The U.S. Internal Revenue Service said it won’t reduce a tax credit that paper companies have claimed for converting a pulp-making byproduct into fuel, in a ruling one analyst said preserves benefits for International Paper Co. and Weyerhaeuser Co.
The IRS ruling involves a 50-cents-per-gallon tax credit that paper companies claimed for converting so-called black liquor, a byproduct of the pulp-making process, into fuel. The credit expired Dec. 31, and the IRS ruling will apply to credits claimed by companies before then.
A Feb. 12 memorandum, released today, ensures the IRS won’t try to force companies to return part of the credit during audits, said Robert Willens, president of Robert Willens LLC, a firm that analyzes tax and accounting rules for Wall Street clients.
“Prior credits are safe,” Willens said in an e-mail. He told clients in a memo that the IRS ruling means “none of the paper makers who received the benefits of alternative-fuel mixture credits will be asked to return” part of those credits to the U.S.
The memo by IRS lawyers, answering an inquiry by an agency auditor, named no companies, which were projected by Congress’s Joint Committee on Taxation to collect about $6.6 billion from the benefit last year.
The memo said auditors can’t disallow part of the 50 cents-per-gallon credit to factor out wood chips, water and inorganic solids used when converting black liquor into fuel.
Under the tax law, companies were able to claim about $500 for blending the equivalent of one gallon of diesel fuel into 999 gallons of black liquor, according to an estimate last year by Kevin Mason, a forest-products analyst at ERA Equity Research Associates Inc. in Gibsons, British Columbia.
International Paper claimed $1.8 billion in black liquor tax credits last year, including $469 million in the fourth quarter, $525 million in credits in the third quarter, $482 million in the second quarter and $330 million in the first quarter.
Weyerhaeuser reported $344 million in black liquor tax credits in 2009, according to filings with the U.S. Securities and Exchange Commission.
Separately, Congress is moving to prohibit companies from claiming a more generous $1.01-per-gallon tax credit for using a different process to convert black liquor into a cellulosic biofuel.

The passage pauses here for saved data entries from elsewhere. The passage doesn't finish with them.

PR #495, opened 2026-05-22
feat: implement legacy v0.3 REST support with compatible transport handler and middleware routing

### LINKED ISSUE #482: feat(compat): Implement REST v0.3 transport handler
New `src/compat/v0_3/server/rest/rest_transport_handler.ts` and `src/compat/v0_3/server/express/rest_handler.ts`.

This should use translation mechanisms implemented here: #473.

JakubWorek:
# Description

This pull request introduces support for legacy v0.3 REST API endpoints alongside the existing v1.0 endpoints in the server, ensuring backward compatibility and proper routing for both protocol versions. The main changes involve updating the server's express handler to mount the legacy router, exposing relevant legacy transport handlers, and adding tests to verify correct dispatching, error handling, and header management for both API versions.

**Legacy REST API support and routing:**

* The `restHandler` in `src/server/express/rest_handler.ts` now mounts the `legacyRestRouter` at the top level, ensuring all `/v1/...` paths are handled by the legacy router when appropriate. The v0.3 and v1.0 route sets are disjoint, so middleware and handlers do not interfere. 
* The legacy REST transport handler, error mapper, and related types are now exported from `src/compat/v0_3/server/index.ts` for use elsewhere in the codebase.

**Testing and validation:**

* The test suite in `test/server/express/rest_handler.spec.ts` adds coverage for legacy v0.3 REST dispatch, including:
  - Correct routing of requests to legacy or v1.0 handlers based on path and protocol version.
  - Defaulting to v0.3 when version headers are absent on legacy paths.
  - Proper error mapping and response body shapes for legacy requests.
  - Ensuring legacy endpoints do not register unsupported routes (e.g., `/v1/tasks`).
  - Validation of content-type headers and extension header propagation for both legacy and v1.0 responses.

Closes #482  🦕

### DIFF
--- a/src/compat/v0_3/server/express/rest_handler.ts
+++ b/src/compat/v0_3/server/express/rest_handler.ts
@@ -22,7 +22,7 @@ import express, {
   type Response,
 } from 'express';
 
-import { A2A_VERSION_HEADER } from '../../../../constants.js';
+import { A2A_VERSION_HEADER, HTTP_EXTENSION_HEADER } from '../../../../constants.js';
 import { Extensions } from '../../../../extensions.js';
 import { ServerCallContext } from '../../../../server/context.js';
 import { UserBuilder } from '../../../../server/express/common.js';
@@ -34,6 +34,7 @@ import {
   LEGACY_HTTP_EXTENSION_HEADER,
   LEGACY_JSON_CONTENT_TYPE,
 } from '../../constants.js';
+import { isLegacyVersion } from '../../translate/versions.js';
 import type * as legacy from '../../types/types.js';
 import { A2AError as LegacyA2AError } from '../error.js';
 import {
@@ -81,18 +82,26 @@ type AsyncRouteHandler = (req: Request, res: Response) => Promise<void>;
 /**
  * Creates an Express router exposing the v0.3 HTTP+JSON/REST endpoints.
  *
- * The routes are mount-relative (no `/v1` prefix on the route literals
- * themselves). The caller is expected to mount the router under `/v1`,
- * which is the path prefix used by the v0.3 reference implementation.
- * The core `restHandler` does this automatically; standalone callers
- * must do it explicitly.
+ * The router uses **header-based dispatch**, not path-based: a
+ * middleware at the top of the chain parses `A2A-Version` (defaulting
+ * to `'0.3'` per §3.6.2 when absent) and short-circuits any request
+ * whose version is not in the legacy range `[0.3, 1.0)` by calling
+ * `next('router')`, falling through to the parent's v1.0 middleware.
+ *
+ * The routes are registered at the canonical v0.3 reference URLs
+ * (`/v1/card`, `/v1/message:send`, `/v1/tasks/:taskId`, …). The router
+ * is mounted path-less by the core `restHandler` so the v1.0 spec's
+ * tenant routes (`/:tenant/...`) remain free to use `v1` (or any other
+ * label) as a tenant identifier.
  *
  * The router:
  *   - Parses `application/json` bodies via {@link LEGACY_JSON_CONTENT_TYPE}.
- *   - Reads protocol extensions from the {@link LEGACY_HTTP_EXTENSION_HEADER}
- *     (`X-A2A-Extensions`) header (v0.3 used the `X-` prefix; v1.0 dropped it).
- *   - Defaults a missing `A2A-Version` header to {@link A2A_LEGACY_PROTOCOL_VERSION}
- *     (`'0.3'`).
+ *   - Reads protocol extensions from `X-A2A-Extensions` (the v0.3
+ *     header) OR `A2A-Extensions` (the v1.0 header) for tolerance with
+ *     v1.0-shaped clients hitting the legacy endpoints; if both are
+ *     present the legacy header wins. Responses use the v0.3 spelling.
+ *   - Defaults a missing `A2A-Version` header to
+ *     {@link A2A_LEGACY_PROTOCOL_VERSION} (`'0.3'`).
  *   - Sets the response `Content-Type` to {@link LEGACY_JSON_CONTENT_TYPE}
  *     (`application/json`, not `application/a2a+json`).
  *   - Returns errors in the bare v0.3 `{ code, message, data? }` shape.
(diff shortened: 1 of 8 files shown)


src/compat/v0_3/server/express/rest_handler.ts
```diff
@@ -0,0 +1,432 @@
...
+ * which is the path prefix used by the v0.3 reference implementation.
+ * The core `restHandler` does this automatically; standalone callers
+ * must do it explicitly.
+ *
+ * The router:
+ *   - Parses `application/json` bodies via {@link LEGACY_JSON_CONTENT_TYPE}.
+ *   - Reads protocol extensions from the {@link LEGACY_HTTP_EXTENSION_HEADER}
+ *     (`X-A2A-Extensions`) header (v0.3 used the `X-` prefix; v1.0 dropped it).
+ *   - Defaults a missing `A2A-Version` header to {@link A2A_LEGACY_PROTOCOL_VERSION}
+ *     (`'0.3'`).
```
bartek-gralewicz: What if we convert a request from a v1.0 to v0.3? The extension could be `A2A-Extensions` (without `X-`). Maybe accepting both in the compat layer would be a safer approach?

src/compat/v0_3/server/express/rest_handler.ts
```diff
@@ -0,0 +1,432 @@
+/**
+ * v0.3 HTTP+JSON (REST) Express handler.
+ *
+ * Mounts the v0.3 REST endpoints (under the `/v1/...` path prefix used
+ * by the v0.3 reference implementation) onto an Express router and
+ * delegates to {@link LegacyRestTransportHandler} for the actual
+ * v0.3 ↔ v1.0 translation work.
```
bartek-gralewicz, line 7: This approach is not compatible with the tenants that are a part of `v1.0` spec. Now, setting a tenant `v1` is the same as calling a request in `v0.3` version. Can we resolve over the version instead? 

We could mount the legacy router without a path prefix: `router.use(legacyRestRouter(options))` and have itd `buildContext` call `next()` whenever the resolved version is 1.0.

src/compat/v0_3/server/transports/rest/rest_transport_handler.ts
```diff
@@ -0,0 +1,399 @@
...
+   *   agent does not advertise streaming.
+   */
+  async resubscribe(
+    taskId: string,
+    context: ServerCallContext
+  ): Promise<
+    AsyncGenerator<legacy.SendStreamingMessageSuccessResponse['result'], void, undefined>
+  > {
+    await this.requireCapability('streaming');
+    const stream = this.requestHandler.resubscribe({ id: taskId, tenant: '' }, context);
```
bartek-gralewicz: Hardcoding an empty tenant will break the bidirectional communication between `v0.3` and `v1.0`. If a tenant-scoped request is given, we should return the same.

We could add an optional field with tenant to v0.3 where needed and when we go back to v1.0, we can include it in the response. Otherwise, tenant-scoped requests, return global responses.

Note: Same comments for other hardcoded `tenant: ''` occurrences.

src/server/express/rest_handler.ts
```diff
@@ -108,6 +109,15 @@ export function restHandler(options: RestHandlerOptions): RequestHandler {
...
 
+  // Mount the v0.3 compat router under `/v1`. This is the path-prefix
+  // dispatch point between v0.3 and v1.0: anything under `/v1/*` is
+  // handled by the legacy router with its own middleware (body parser,
+  // content-type setter, error handler); anything else falls through to
+  // the v1.0 middleware and routes below. The two route sets are
+  // disjoint by mount point, so neither version's middleware ever runs
+  // for the other version's requests.
+  router.use('/v1', legacyRestRouter(options));
+
```
bartek-gralewicz: Just like [here](https://github.com/a2aproject/a2a-js/pull/495/changes#r3301713698), this is not compatible with tenant semantics that are available in `v1.0`.

src/server/express/rest_handler.ts
```diff
@@ -108,6 +109,15 @@ export function restHandler(options: RestHandlerOptions): RequestHandler {
...
   const restTransportHandler = new RestTransportHandler(options.requestHandler);
 
+  // Mount the v0.3 compat router under `/v1`. This is the path-prefix
+  // dispatch point between v0.3 and v1.0: anything under `/v1/*` is
+  // handled by the legacy router with its own middleware (body parser,
+  // content-type setter, error handler); anything else falls through to
+  // the v1.0 middleware and routes below. The two route sets are
+  // disjoint by mount point, so neither version's middleware ever runs
+  // for the other version's requests.
+  router.use('/v1', legacyRestRouter(options));
```
bartek-gralewicz: Forcing wiring a `v0.3` handler inside a `v1.0` handler requires the compat layer. I believe we should treat the compat layer as something that we could decouple at some point. What do you think about an optional bind like `RestHandlerOptions.legacyCompat?: {enabled: boolean}`? That way, it is possible to use this SDK without the compat layer while sticking to v1.0 only.

With the approach above, one would need to fork and remove this line to remove compat requirement.

src/compat/v0_3/server/transports/rest/rest_transport_handler.ts
```diff
@@ -0,0 +1,399 @@
...
+   * Accepts optional `historyLength` (parsed/validated locally).
+   */
+  async getTask(
+    taskId: string,
+    context: ServerCallContext,
+    historyLength?: unknown
+  ): Promise<legacy.Task> {
+    const params: Parameters<A2ARequestHandler['getTask']>[0] = {
+      id: taskId,
+      historyLength: 0,
```
bartek-gralewicz: If `historyLength` is undefined, using 0 is not a proper equivalent. In `v0.3`, undefined `historyLength` meant "all history" while `historyLength = 0` meant "no history".

I believe that dropping this ` = 0` set here and setting after the `!== undefined` check below should be enough.

test/server/express/rest_handler.spec.ts
```diff
@@ -920,4 +932,266 @@ describe('restHandler', () => {
...
+      (mockRequestHandler.listTasks as Mock).mockResolvedValue({ tasks: [], nextPageToken: '' });
+
+      // Request falls through to the v1.0 router. Whether v1.0 matches it
+      // (under `/:tenant/tasks` with tenant='v1') or returns 404 is an
+      // implementation detail of the v1.0 router; what matters here is
+      // that the legacy router did NOT handle it.
+      await request(dualApp).get('/v1/tasks').set('A2A-Version', '1.0');
+
+      expect(legacyListSpy).not.toHaveBeenCalled();
+    });
```
bartek-gralewicz: This test directly states the issue of the `v1` tenant logic that is not desired. We should resolve over the version and not the just the path.

src/server/express/rest_handler.ts
JakubWorek: Added opt in flag, created #500 issue to mimic behavior in already merged jsonrpc transport handler

src/compat/v0_3/server/express/rest_handler.ts
JakubWorek: applied version checking to use legacy router (if legacyCompad enabled)

src/compat/v0_3/server/transports/rest/rest_transport_handler.ts
JakubWorek: added passing tenant in request to include it in response

bartek-gralewicz (approved):

PR #499, opened 2026-05-25
feat: implement v0.3 JSON-RPC client transport

### LINKED ISSUE #483: feat(compat): Implement JSON-RPC v0.3 transport
New `src/compat/v0_3/client/jsonrpc_transport.ts`

`client.listTasks(...)` agains 0.3 transport should throw an error (`MethodNotFoundError`). 
`ClientFactory` selects this transport when the matched `AgentInterface` advertises `protocolVersion === '0.3'`

JakubWorek:
# Description

This pull request introduces a unified protocol version utility and enhances the JSON-RPC transport layer to transparently support both v1.0 and legacy v0.3 agents. The main changes include updating the transport factory to dynamically select the correct transport implementation based on the agent's protocol version.

**JSON-RPC Transport Factory Enhancements:**

- Updated `JsonRpcTransportFactory` to use a new internal `pickMatchingInterface` function that selects the most appropriate `AgentInterface` for a given endpoint and protocol binding, including disambiguation by URL and preference for v1.0.
- The factory now dynamically loads and returns the legacy v0.3 transport (`LegacyJsonRpcTransport`) if the matched interface's protocol version is in the legacy range, otherwise it defaults to the standard v1.0 transport. This allows seamless support for both protocol versions without pulling in legacy code unless needed.

**Protocol Versioning Utilities:**

- Introduced a new `src/version_utils.ts` module containing helpers for protocol version comparison, such as `isLegacyVersion`, and constants for v0.3 and v1.0 protocol versions. This logic was previously duplicated in the compat layer and is now shared between core and compat code.
- The compat layer's `translate/versions.ts` now re-exports these helpers from the new shared module, ensuring a single source of truth for protocol versioning logic.

Closes #483 🦕

### DIFF
--- a/src/client/transports/json_rpc_transport.ts
+++ b/src/client/transports/json_rpc_transport.ts
@@ -422,6 +422,22 @@ export class JsonRpcTransport implements Transport {
 
 export class JsonRpcTransportFactoryOptions {
   fetchImpl?: typeof fetch;
+  /**
+   * Enables the v0.3 protocol compatibility layer.
+   *
+   * When enabled, the factory inspects the matched
+   * `AgentInterface.protocolVersion` on every `create()` call; if it
+   * falls in `[0.3, 1.0)`, the v0.3 `LegacyJsonRpcTransport` is
+   * instantiated instead of the v1.0 `JsonRpcTransport`.
+   *
+   * Default: omitted (treated as disabled). To talk to v0.3 JSON-RPC
+   * agents, the agent card MUST declare a v0.3 `JSONRPC` interface in
+   * `supportedInterfaces`; see §3.6.2.
+   *
+   * When disabled, the v0.3 compat module is never loaded and v0.3
+   * agents are not contacted via the compat transport.
+   */
+  legacyCompat?: { enabled: boolean };
 }
 
 /**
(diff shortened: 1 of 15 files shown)


src/client/transports/json_rpc_transport.ts
```diff
@@ -420,16 +422,91 @@ export class JsonRpcTransport implements Transport {
...
     return PROTOCOL_NAME;
   }
 
-  async create(url: string, _agentCard: AgentCard): Promise<Transport> {
+  async create(url: string, agentCard: AgentCard): Promise<Transport> {
+    if (this.options?.legacyCompat?.enabled) {
+      const iface = pickMatchingInterface(agentCard, PROTOCOL_NAME, url);
+      if (iface && isLegacyVersion(iface.protocolVersion)) {
+        const { LegacyJsonRpcTransport } =
+          await import('../../compat/v0_3/client/transports/jsonrpc_transport.js');
```
bartek-gralewicz: We should keep imports non-conditional. Let's import this every time at the top of the file with the rest of imports.

If at some point, we move towards optional importing, I would propose to dedicate a small wrapper for that instead of spreading hidden imports in transport files.

src/compat/v0_3/client/transports/jsonrpc_transport.ts
```diff
@@ -0,0 +1,486 @@
...
+      case A2A_ERROR_CODE.CONTENT_TYPE_NOT_SUPPORTED:
+        return new ContentTypeNotSupportedError(errorMessage);
+      case A2A_ERROR_CODE.INVALID_AGENT_RESPONSE:
+        return new InvalidAgentResponseError(errorMessage);
+      case A2A_ERROR_CODE.EXTENDED_CARD_NOT_CONFIGURED:
+        return new ExtendedAgentCardNotConfiguredError(errorMessage);
+      default:
+        return new JSONRPCTransportError(response);
+    }
+  }
```
bartek-gralewicz: This is a duplication with `src/client/transports/json_rpc_transport.ts`. Let's move this mapping then to `errors.ts`.

src/compat/v0_3/client/transports/json_rpc_transport.ts
bartek-gralewicz, line 1: To align with `src/client/transports/json_rpc_transport.ts`, lets rename this file to `json_rpc_transport.ts`.

I know that `jsonrpc`/`json_rpc` is used inconsistently across the codebase but let's try to align core with compat at least for now.

Note: Please update the test filename as well.

bartek-gralewicz (approved):

PR #503, opened 2026-05-27
feat: implement v0.3 protocol compatibility for RestTransportFactory

JakubWorek:
# Description

This pull request introduces a compatibility layer for REST transports, allowing the client to transparently support both v1.0 and legacy v0.3 protocol versions based on the agent card's interface. It does this by adding a new dispatch policy that selects the appropriate transport implementation at runtime, and includes comprehensive tests for the new behavior. The main logic for matching the correct agent interface is now shared between protocol-specific factories.

Key changes include:

### Legacy protocol (v0.3) compatibility for REST transport

* Added a `legacyCompat` option to `RestTransportFactoryOptions`, enabling the factory to dynamically choose between `RestTransport` (v1.0) and `LegacyRestTransport` (v0.3) based on the matched interface's `protocolVersion`. When enabled, v0.3 agents are contacted using the compat transport; otherwise, only v1.0 is used.
* Updated the `RestTransportFactory.create()` method to use the new dispatch policy, loading the v0.3 transport module only when necessary.

### Interface selection logic refactor

* Moved the `pickMatchingInterface` helper into its own module (`pick_interface.ts`) so both JSON-RPC and REST factories share the same logic for matching agent interfaces by protocol binding, URL, and version.

Closes #484  🦕

PR #504, opened 2026-05-29
feat: add v0.3 compatibility layer for client and server agent-card handling

### LINKED ISSUE #485: feat(compat): Resolve AgentCard based on the provided protocol version
# New Files

- New `AgentCardResolver` logic defined in `src/compat/v0_3/client/`.
- New `AgentCardHandler` logic defined in `src/compat/v0_3/server/`.

# Client Side

"Compat-aware" `AgentCardResolver` that detects v0.3 cards, translates them to v1.0 shape, marks each synthesized interface with `protocolVersion: 0.3`so that proper compat transports can be selected by the factory.

# Server side

Extend the `agentCardHandler` with an opt-in compat negotiation that on 0.3 version, serves a compat card produced by `toCompatAgentCard(card)` helper method.

JakubWorek:
# Description

This pull request introduces a v0.3 protocol compatibility layer for both client and server handling of agent cards. The main goal is to allow negotiation and translation between legacy (v0.3) and modern (v1.0) agent card shapes, ensuring backward compatibility for clients and servers opting into this feature. The changes are opt-in and only affect behavior when the new `legacyCompat: { enabled: true }` option is set.

Closes #485  🦕

### DIFF
--- a/src/client/card-resolver.ts
+++ b/src/client/card-resolver.ts
@@ -1,9 +1,28 @@
 import { AGENT_CARD_PATH } from '../constants.js';
 import { AgentCard } from '../index.js';
+import { isLegacyAgentCard, parseLegacyAgentCard } from '../compat/v0_3/client/index.js';
 
 export interface AgentCardResolverOptions {
   path?: string;
   fetchImpl?: typeof fetch;
+  /**
+   * Enables the v0.3 protocol compatibility layer.
+   *
+   * When enabled, the resolver inspects each fetched agent-card
+   * payload; if its shape matches v0.3 (top-level `url` without
+   * `supportedInterfaces`, `preferredTransport`,
+   * `additionalInterfaces`, `supportsAuthenticatedExtendedCard`, or
+   * a `protocolVersion` in `[0.3, 1.0)`), it is translated to the
+   * v1.0 proto shape via `toCoreAgentCard`. Each synthesized
+   * `AgentInterface` is stamped with `protocolVersion: '0.3'` so
+   * that a {@link JsonRpcTransportFactory} configured with
+   * `legacyCompat: { enabled: true }` selects the compat transport
+   * automatically.
+   *
+   * Default: omitted (treated as disabled). When disabled, the v0.3
+   * compat module is never loaded.
+   */
+  legacyCompat?: { enabled: boolean };
 }
 
 export interface AgentCardResolver {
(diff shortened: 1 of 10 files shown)


src/client/card-resolver.ts
```diff
@@ -1,9 +1,28 @@
 import { AGENT_CARD_PATH } from '../constants.js';
 import { AgentCard } from '../index.js';
+import { isLegacyAgentCard, parseLegacyAgentCard } from '../compat/v0_3/client/index.js';
```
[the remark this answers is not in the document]
JakubWorek: as in other PRs, we've decided that for now we'd import statically in this cases (as mentioned [here](https://github.com/a2aproject/a2a-js/pull/499#discussion_r3309763191))

bartek-gralewicz: Let's import these helper methods directly from their source locations not to include the whole compat tree.

src/compat/v0_3/client/card_resolver.ts
```diff
@@ -0,0 +1,89 @@
...
+ * (`../translate/agent_card.ts`) and stamps `protocolVersion: '0.3'` on
+ * every synthesized interface — both the primary (line 200) and every
+ * entry of `additionalInterfaces` (via {@link toCoreAgentInterface}).
+ * A {@link JsonRpcTransportFactory} constructed with
+ * `legacyCompat: { enabled: true }` will then pick the compat transport
+ * automatically when the matched interface declares a legacy version.
+ *
+ * Kept in the compat layer (rather than in the core
+ * `src/client/card-resolver.ts`) so the v0.3 types and translators are
+ * only loaded when an operator has explicitly opted into compat.
```
bartek-gralewicz:
```suggestion
 * only called when an operator has explicitly opted into compat.
```

Similar as in the #503. I believe that due to such comments, there are multiple AI review suggestions about lazy imports.

src/compat/v0_3/client/card-resolver.ts
bartek-gralewicz, line 1: For unification with core card resolver, let's rename this file to `card-resolver`. I know that file naming is not unified but let's at least try to match naming between core-compat.

src/compat/v0_3/server/express/agent_card_handler.ts
```diff
@@ -0,0 +1,159 @@
...
+
+      res.setHeader('Content-Type', LEGACY_JSON_CONTENT_TYPE);
+      res.status(HTTP_STATUS.OK).send(body);
+    } catch (error) {
+      console.error('Error fetching legacy agent card:', error);
+      res
+        .status(500)
+        .setHeader('Content-Type', LEGACY_JSON_CONTENT_TYPE)
+        .json({ error: 'Failed to retrieve agent card' });
+    }
```
bartek-gralewicz, line 156: Shouldn't we do the same addition as [here](https://github.com/a2aproject/a2a-js/pull/504/changes#diff-b157f9ced7ad3b8d37ecaad17880a9d6a985ebb06a897100dad8d1bb695818e1R133)?

bartek-gralewicz (approved):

The IRS ruled in June that some companies could qualify for the higher credit, although some companies and their trade association, the American Forest & Paper Association, said they never intended to claim the benefit. The congressional Joint Committee on Taxation also concluded such claims might be valid, prompting Congress to propose barring the credit to help offset the cost of its health-care overhaul.